→ **WORK REQUIRED**
Scan the entries below. Report each line where the string "created" occurs.

→ **WORKING DATA**
------------

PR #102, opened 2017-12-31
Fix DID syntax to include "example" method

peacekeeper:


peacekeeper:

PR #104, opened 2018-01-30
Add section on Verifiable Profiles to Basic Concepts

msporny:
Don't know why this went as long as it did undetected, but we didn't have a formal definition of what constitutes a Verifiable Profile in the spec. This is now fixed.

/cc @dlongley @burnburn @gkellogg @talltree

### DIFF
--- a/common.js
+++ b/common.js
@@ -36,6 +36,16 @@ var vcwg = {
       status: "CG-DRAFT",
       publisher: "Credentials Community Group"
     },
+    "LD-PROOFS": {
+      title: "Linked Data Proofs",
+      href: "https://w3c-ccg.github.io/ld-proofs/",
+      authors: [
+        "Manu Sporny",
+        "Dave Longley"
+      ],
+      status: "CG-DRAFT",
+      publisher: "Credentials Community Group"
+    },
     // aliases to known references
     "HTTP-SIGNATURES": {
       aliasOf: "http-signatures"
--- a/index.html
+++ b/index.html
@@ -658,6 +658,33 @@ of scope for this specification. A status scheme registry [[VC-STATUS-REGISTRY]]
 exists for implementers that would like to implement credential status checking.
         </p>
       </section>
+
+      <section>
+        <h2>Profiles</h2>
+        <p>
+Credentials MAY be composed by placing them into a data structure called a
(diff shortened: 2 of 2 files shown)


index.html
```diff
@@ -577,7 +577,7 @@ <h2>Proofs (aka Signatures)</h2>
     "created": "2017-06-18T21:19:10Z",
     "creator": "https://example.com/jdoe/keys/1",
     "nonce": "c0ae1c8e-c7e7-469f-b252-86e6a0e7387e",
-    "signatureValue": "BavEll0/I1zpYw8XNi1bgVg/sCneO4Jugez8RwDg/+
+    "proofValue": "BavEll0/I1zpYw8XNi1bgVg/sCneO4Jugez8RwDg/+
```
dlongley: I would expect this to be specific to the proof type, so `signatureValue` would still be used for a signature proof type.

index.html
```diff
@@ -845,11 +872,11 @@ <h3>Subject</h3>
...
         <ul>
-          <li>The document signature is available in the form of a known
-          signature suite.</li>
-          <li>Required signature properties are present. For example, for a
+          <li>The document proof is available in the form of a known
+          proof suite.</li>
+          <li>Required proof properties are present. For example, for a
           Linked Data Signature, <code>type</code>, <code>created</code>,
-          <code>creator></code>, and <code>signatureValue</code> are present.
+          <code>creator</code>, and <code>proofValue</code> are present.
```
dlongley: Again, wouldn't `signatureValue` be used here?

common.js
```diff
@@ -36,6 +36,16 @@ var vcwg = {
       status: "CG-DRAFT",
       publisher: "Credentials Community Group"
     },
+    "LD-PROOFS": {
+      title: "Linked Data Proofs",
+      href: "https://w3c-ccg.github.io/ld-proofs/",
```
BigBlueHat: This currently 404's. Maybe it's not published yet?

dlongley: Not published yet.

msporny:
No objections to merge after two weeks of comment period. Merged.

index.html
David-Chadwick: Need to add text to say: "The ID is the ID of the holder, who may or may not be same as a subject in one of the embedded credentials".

------------

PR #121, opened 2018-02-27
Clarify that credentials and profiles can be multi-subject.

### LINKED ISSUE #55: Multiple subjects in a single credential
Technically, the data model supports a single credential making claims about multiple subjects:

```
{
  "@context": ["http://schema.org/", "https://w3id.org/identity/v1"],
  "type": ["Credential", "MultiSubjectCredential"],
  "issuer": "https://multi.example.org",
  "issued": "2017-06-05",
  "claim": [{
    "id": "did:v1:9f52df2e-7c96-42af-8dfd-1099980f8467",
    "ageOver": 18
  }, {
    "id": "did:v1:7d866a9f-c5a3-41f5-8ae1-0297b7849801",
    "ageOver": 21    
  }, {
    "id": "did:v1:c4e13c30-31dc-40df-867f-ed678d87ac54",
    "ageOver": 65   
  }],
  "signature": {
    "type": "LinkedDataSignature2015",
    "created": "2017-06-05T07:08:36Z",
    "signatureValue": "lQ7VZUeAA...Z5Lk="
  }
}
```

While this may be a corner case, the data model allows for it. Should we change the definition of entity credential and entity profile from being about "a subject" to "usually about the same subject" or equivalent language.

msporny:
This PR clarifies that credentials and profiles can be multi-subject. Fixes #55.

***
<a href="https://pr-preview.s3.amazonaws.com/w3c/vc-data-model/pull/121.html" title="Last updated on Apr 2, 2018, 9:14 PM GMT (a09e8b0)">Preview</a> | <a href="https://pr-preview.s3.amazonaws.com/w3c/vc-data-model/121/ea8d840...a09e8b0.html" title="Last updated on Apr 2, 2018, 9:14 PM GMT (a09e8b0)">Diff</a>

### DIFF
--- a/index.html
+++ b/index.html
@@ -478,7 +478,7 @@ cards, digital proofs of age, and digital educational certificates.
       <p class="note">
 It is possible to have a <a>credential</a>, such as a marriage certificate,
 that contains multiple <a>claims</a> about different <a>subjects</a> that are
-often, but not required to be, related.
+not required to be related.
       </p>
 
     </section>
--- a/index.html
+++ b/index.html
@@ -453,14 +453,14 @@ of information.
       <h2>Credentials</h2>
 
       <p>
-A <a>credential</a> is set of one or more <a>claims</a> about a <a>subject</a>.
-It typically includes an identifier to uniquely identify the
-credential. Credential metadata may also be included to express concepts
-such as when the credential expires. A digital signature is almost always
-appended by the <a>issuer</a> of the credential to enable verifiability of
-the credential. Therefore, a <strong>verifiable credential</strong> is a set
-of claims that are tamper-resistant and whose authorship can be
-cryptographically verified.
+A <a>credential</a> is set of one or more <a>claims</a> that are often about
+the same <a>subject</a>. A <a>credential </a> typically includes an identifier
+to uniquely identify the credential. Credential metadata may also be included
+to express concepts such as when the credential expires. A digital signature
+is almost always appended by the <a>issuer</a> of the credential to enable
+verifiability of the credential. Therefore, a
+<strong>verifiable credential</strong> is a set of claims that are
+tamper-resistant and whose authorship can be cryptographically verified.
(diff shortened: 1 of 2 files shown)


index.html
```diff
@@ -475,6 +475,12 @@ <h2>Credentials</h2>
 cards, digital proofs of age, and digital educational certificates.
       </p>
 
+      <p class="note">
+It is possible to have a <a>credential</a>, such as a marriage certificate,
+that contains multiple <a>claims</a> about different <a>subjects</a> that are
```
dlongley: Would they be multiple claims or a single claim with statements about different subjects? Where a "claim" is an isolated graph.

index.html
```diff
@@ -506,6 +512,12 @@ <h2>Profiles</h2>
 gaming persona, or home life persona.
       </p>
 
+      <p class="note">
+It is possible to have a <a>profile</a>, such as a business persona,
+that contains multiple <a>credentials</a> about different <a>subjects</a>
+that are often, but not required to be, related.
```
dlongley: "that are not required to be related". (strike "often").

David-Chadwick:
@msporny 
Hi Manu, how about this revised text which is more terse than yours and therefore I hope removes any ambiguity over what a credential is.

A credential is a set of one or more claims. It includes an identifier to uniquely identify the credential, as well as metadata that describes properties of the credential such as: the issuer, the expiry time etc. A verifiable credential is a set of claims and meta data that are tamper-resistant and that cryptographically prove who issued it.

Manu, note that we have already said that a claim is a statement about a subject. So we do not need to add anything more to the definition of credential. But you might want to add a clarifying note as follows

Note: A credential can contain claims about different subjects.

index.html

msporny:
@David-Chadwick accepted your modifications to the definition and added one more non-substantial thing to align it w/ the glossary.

------------

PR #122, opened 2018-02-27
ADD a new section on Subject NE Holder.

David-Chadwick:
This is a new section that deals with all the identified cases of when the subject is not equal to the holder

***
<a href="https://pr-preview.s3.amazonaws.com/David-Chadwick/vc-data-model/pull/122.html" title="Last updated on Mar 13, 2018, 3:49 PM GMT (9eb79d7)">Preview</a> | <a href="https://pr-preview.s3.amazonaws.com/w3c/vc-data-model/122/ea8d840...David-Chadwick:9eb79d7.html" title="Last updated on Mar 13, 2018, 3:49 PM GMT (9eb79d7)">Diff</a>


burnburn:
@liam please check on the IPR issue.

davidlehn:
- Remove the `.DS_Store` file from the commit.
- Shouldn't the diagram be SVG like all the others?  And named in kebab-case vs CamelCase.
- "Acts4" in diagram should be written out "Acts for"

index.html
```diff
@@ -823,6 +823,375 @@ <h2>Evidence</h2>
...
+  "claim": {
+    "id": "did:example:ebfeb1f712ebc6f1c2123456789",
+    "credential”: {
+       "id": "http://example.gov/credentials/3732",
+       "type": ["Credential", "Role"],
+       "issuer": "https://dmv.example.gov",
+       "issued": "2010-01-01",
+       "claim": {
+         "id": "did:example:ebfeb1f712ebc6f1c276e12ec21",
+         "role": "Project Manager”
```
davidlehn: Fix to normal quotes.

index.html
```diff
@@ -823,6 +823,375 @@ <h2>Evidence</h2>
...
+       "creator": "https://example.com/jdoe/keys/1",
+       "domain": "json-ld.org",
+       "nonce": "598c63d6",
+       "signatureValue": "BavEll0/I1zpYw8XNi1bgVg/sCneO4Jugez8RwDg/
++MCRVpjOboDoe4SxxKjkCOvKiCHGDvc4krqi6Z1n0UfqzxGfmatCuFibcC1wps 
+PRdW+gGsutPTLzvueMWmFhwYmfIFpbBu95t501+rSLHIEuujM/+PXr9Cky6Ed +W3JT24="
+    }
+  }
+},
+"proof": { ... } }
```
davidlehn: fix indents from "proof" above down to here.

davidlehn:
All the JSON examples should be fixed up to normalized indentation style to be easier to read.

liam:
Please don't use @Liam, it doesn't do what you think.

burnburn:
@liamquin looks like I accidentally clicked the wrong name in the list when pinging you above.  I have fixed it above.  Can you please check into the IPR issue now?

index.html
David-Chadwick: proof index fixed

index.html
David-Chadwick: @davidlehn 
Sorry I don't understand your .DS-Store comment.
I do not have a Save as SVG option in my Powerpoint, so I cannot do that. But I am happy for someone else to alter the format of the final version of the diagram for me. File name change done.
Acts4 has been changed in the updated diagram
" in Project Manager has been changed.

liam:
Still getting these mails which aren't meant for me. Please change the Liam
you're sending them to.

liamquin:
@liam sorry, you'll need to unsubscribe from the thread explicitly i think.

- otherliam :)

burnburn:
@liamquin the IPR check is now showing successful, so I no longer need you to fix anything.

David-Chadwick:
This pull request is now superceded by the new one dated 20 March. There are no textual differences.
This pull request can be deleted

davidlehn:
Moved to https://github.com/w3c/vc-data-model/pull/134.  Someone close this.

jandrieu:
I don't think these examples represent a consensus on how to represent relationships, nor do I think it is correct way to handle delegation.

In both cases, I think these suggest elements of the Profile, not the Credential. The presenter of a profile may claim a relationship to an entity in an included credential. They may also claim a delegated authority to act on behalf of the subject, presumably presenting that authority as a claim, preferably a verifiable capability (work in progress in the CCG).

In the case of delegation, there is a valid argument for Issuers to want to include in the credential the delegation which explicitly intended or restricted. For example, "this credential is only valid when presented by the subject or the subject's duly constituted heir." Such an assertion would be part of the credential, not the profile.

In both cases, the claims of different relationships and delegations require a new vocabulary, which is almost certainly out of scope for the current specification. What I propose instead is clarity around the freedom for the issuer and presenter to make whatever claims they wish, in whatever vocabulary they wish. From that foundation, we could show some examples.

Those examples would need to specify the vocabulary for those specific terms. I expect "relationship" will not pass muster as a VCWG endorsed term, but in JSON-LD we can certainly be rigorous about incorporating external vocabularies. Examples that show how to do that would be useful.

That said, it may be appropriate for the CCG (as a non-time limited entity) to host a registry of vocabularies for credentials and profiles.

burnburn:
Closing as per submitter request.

------------

→ **ANSWER AREA**
     "created": "2017-06-18T21:19:10Z",
           Linked Data Signature, <code>type</code>, <code>created</code>,
    "created": "2017-06-05T07:08:36Z",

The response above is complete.